● **AIM OF THE EXERCISE**: Give again, exactly as written, each line of the material below starting at the line that contains "PR #1978, opened 2022-04-22" and ending at the line that contains "The main goal". Both ends count, and no other line does.

● **STORED DATA**:
= Beginning of Section =

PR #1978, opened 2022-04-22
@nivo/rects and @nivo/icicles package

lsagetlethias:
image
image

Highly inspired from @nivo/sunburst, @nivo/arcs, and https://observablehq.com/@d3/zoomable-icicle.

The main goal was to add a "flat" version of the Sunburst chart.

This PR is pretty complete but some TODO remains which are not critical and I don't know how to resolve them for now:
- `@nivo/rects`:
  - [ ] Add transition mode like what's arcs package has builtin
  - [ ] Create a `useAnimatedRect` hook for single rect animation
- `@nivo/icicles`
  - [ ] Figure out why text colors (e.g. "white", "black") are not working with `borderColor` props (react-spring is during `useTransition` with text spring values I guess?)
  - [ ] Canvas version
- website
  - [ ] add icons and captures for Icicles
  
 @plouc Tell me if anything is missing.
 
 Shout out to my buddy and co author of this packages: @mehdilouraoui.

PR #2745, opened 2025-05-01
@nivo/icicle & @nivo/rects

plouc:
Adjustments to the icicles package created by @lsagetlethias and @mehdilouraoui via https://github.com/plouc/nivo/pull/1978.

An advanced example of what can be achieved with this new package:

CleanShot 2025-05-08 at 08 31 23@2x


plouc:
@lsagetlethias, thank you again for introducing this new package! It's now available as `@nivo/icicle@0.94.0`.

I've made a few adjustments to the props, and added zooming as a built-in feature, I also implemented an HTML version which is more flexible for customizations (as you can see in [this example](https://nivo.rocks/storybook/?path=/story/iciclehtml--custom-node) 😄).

= End of Section =
= Beginning of Section =

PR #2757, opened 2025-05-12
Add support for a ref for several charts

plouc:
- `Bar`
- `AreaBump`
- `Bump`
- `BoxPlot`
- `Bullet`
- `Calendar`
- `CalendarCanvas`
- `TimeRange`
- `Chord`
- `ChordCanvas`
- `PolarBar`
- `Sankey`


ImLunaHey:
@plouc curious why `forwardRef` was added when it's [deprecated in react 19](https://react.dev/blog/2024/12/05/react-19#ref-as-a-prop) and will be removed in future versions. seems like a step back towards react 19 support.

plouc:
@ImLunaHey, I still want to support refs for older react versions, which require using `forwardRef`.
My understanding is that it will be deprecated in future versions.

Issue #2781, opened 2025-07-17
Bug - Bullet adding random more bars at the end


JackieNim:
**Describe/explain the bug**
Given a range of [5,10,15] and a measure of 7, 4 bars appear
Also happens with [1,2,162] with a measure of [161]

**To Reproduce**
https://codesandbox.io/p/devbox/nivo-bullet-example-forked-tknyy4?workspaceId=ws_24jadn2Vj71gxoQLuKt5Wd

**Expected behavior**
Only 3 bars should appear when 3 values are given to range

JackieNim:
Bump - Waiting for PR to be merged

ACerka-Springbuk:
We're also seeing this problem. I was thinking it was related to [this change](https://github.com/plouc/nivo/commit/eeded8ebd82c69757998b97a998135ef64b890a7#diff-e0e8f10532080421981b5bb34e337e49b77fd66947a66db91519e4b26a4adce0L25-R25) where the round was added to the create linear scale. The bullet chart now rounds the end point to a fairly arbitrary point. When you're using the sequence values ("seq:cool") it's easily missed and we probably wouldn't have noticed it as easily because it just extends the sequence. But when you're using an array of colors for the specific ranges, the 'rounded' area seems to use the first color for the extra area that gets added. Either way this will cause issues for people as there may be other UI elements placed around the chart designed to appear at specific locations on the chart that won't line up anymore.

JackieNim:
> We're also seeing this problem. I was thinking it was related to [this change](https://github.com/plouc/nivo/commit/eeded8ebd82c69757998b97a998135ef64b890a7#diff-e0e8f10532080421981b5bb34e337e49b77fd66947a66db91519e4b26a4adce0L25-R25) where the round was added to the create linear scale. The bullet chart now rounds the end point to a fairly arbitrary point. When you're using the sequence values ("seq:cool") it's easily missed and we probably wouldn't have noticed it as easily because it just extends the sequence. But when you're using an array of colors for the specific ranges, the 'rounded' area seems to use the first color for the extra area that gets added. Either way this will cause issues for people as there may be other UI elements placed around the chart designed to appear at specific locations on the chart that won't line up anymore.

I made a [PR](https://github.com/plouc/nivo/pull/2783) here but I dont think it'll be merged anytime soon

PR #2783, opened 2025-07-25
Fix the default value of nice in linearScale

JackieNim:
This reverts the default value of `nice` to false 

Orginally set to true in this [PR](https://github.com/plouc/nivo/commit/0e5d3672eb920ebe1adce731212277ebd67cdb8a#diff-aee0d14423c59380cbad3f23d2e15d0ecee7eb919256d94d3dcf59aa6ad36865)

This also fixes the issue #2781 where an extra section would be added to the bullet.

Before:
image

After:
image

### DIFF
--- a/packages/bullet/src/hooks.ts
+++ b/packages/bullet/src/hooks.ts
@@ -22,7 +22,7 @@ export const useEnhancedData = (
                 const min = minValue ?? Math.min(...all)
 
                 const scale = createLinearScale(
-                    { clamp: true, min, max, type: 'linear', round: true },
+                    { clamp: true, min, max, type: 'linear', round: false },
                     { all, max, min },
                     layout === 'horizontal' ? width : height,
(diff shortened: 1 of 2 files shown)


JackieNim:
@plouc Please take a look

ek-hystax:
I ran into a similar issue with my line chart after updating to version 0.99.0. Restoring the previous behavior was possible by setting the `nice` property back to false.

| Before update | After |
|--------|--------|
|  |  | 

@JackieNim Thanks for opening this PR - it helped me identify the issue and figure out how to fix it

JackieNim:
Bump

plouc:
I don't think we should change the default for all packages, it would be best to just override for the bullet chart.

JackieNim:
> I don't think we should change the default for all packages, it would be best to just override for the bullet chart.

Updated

= End of Section =

● **ANSWER SPACE**:
PR #1978, opened 2022-04-22
@nivo/rects and @nivo/icicles package

lsagetlethias:
image
image

Highly inspired from @nivo/sunburst, @nivo/arcs, and https://observablehq.com/@d3/zoomable-icicle.

The main goal was to add a "flat" version of the Sunburst chart.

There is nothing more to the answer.